> WORK INSTRUCTION: Give the following records again in full and without alteration.
★ ★ ★ ★
PR #634, opened 2017-03-07
Fix a possible division by zero

mikeSimonson:


DataCollector/DoctrineDataCollector.php
```diff
@@ -222,15 +222,26 @@ public function getGroupedQueries()
             });
             $groupedQueries[$connection] = $connectionGroupedQueries;
         }
+
         foreach ($groupedQueries as $connection => $queries) {
             foreach ($queries as $i => $query) {
-                $groupedQueries[$connection][$i]['executionPercent'] = $query['executionMS'] / $totalExecutionMS * 100;
+                $groupedQueries[$connection][$i]['executionPercent'] =
+                    $this->executionTimePercentage($query['executionMS'], $totalExecutionMS );
```
stof: I would not wrap the line here

DataCollector/DoctrineDataCollector.php
```diff
@@ -222,15 +222,26 @@ public function getGroupedQueries()
...
             }
         }
 
         return $groupedQueries;
     }
 
+    private function executionTimePercentage($executionTimeMS, $totalExecutionTimeMS)
+    {
+        if ($totalExecutionTimeMS === 0.0 || $totalExecutionTimeMS === 0) {
```
e-moe: s it safe to compare float values like this? Maybe we can use very small epsilon value e.g. if ($totalExecutionTimeMS < $eps) where $eps = 1e-5 or something like this

DataCollector/DoctrineDataCollector.php
```diff
@@ -222,15 +222,26 @@ public function getGroupedQueries()
...
+            return 0;
```
greg0ire: Returning 100 would make more sense IMO

DataCollector/DoctrineDataCollector.php
greg0ire: @stof the first parens is after 120 chars, so I think this was the right choice. @mikeSimonson you should remove the space after `$totalExecutionMS`.

kimhemsoe:
Is there any remaining issues which is blocking a merge?

DataCollector/DoctrineDataCollector.php
Majkl578: Yes, this comparison looks dangerous.

PR #640, opened 2017-03-21
Add aliases to help autowiring

nicolas-grekas:


DependencyInjection/DoctrineExtension.php
```diff
@@ -126,6 +126,7 @@ protected function dbalLoad(array $config, ContainerBuilder $container)
 
         $container->setAlias('database_connection', sprintf('doctrine.dbal.%s_connection', $this->defaultConnection));
         $container->setAlias('doctrine.dbal.event_manager', new Alias(sprintf('doctrine.dbal.%s_connection.event_manager', $this->defaultConnection), false));
+        $container->setAlias('Doctrine\DBAL\Driver\Connection', new Alias('database_connection', false));
```
stof: I suggest putting this directly in dbal.xml, as it does not need to be dynamic based on the configuration

DependencyInjection/DoctrineExtension.php
```diff
@@ -373,6 +374,8 @@ protected function ormLoad(array $config, ContainerBuilder $container)
         }
 
         $container->setAlias('doctrine.orm.entity_manager', sprintf('doctrine.orm.%s_entity_manager', $config['default_entity_manager']));
+        $container->setAlias('Doctrine\ORM\EntityManagerInterface', new Alias('doctrine.orm.entity_manager', false));
+        $container->setAlias('Doctrine\Common\Persistence\ObjectManager', new Alias('doctrine.orm.entity_manager', false));
```
stof: same for these (but in orm.xml)

nicolas-grekas: done

Tests/RegistryTest.php
```diff
@@ -116,36 +116,6 @@ public function testGetUnknownEntityManager()
         $registry->getManager('default');
     }
 
-    public function testResetDefaultEntityManager()
```
nicolas-grekas: these two test rely on deprecated behavior, and do not test things in the bundle, be behavior in the doctrine bridge. Since it's not the responsibility of the bundle to test the bridge, they can and should be removed.

nicolas-grekas:
Remaining failure will be fixed once https://github.com/symfony/symfony/pull/22164 is merged up to 2.8.

fabpot:
Thank you @nicolas-grekas.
★ ★ ★ ★
> SOLUTION:
PR #634, opened 2017-03-07
Fix a possible division by zero

mikeSimonson:


DataCollector/DoctrineDataCollector.php
```diff
@@ -222,15 +222,26 @@ public function getGroupedQueries()
             });
             $groupedQueries[$connection] = $connectionGroupedQueries;
         }
+
         foreach ($groupedQueries as $connection => $queries) {
             foreach ($queries as $i => $query) {
-                $groupedQueries[$connection][$i]['executionPercent'] = $query['executionMS'] / $totalExecutionMS * 100;
+                $groupedQueries[$connection][$i]['executionPercent'] =
+                    $this->executionTimePercentage($query['executionMS'], $totalExecutionMS );
```
stof: I would not wrap the line here

DataCollector/DoctrineDataCollector.php
```diff
@@ -222,15 +222,26 @@ public function getGroupedQueries()
...
             }
         }
 
         return $groupedQueries;
     }
 
+    private function executionTimePercentage($executionTimeMS, $totalExecutionTimeMS)
+    {
+        if ($totalExecutionTimeMS === 0.0 || $totalExecutionTimeMS === 0) {
```
e-moe: s it safe to compare float values like this? Maybe we can use very small epsilon value e.g. if ($totalExecutionTimeMS < $eps) where $eps = 1e-5 or something like this

DataCollector/DoctrineDataCollector.php
```diff
@@ -222,15 +222,26 @@ public function getGroupedQueries()
...
+            return 0;
```
greg0ire: Returning 100 would make more sense IMO

DataCollector/DoctrineDataCollector.php
greg0ire: @stof the first parens is after 120 chars, so I think this was the right choice. @mikeSimonson you should remove the space after `$totalExecutionMS`.

kimhemsoe:
Is there any remaining issues which is blocking a merge?

DataCollector/DoctrineDataCollector.php
Majkl578: Yes, this comparison looks dangerous.

PR #640, opened 2017-03-21
Add aliases to help autowiring

nicolas-grekas:


DependencyInjection/DoctrineExtension.php
```diff
@@ -126,6 +126,7 @@ protected function dbalLoad(array $config, ContainerBuilder $container)
 
         $container->setAlias('database_connection', sprintf('doctrine.dbal.%s_connection', $this->defaultConnection));
         $container->setAlias('doctrine.dbal.event_manager', new Alias(sprintf('doctrine.dbal.%s_connection.event_manager', $this->defaultConnection), false));
+        $container->setAlias('Doctrine\DBAL\Driver\Connection', new Alias('database_connection', false));
```
stof: I suggest putting this directly in dbal.xml, as it does not need to be dynamic based on the configuration

DependencyInjection/DoctrineExtension.php
```diff
@@ -373,6 +374,8 @@ protected function ormLoad(array $config, ContainerBuilder $container)
         }
 
         $container->setAlias('doctrine.orm.entity_manager', sprintf('doctrine.orm.%s_entity_manager', $config['default_entity_manager']));
+        $container->setAlias('Doctrine\ORM\EntityManagerInterface', new Alias('doctrine.orm.entity_manager', false));
+        $container->setAlias('Doctrine\Common\Persistence\ObjectManager', new Alias('doctrine.orm.entity_manager', false));
```
stof: same for these (but in orm.xml)

nicolas-grekas: done

Tests/RegistryTest.php
```diff
@@ -116,36 +116,6 @@ public function testGetUnknownEntityManager()
         $registry->getManager('default');
     }
 
-    public function testResetDefaultEntityManager()
```
nicolas-grekas: these two test rely on deprecated behavior, and do not test things in the bundle, be behavior in the doctrine bridge. Since it's not the responsibility of the bundle to test the bridge, they can and should be removed.

nicolas-grekas:
Remaining failure will be fixed once https://github.com/symfony/symfony/pull/22164 is merged up to 2.8.

fabpot:
Thank you @nicolas-grekas.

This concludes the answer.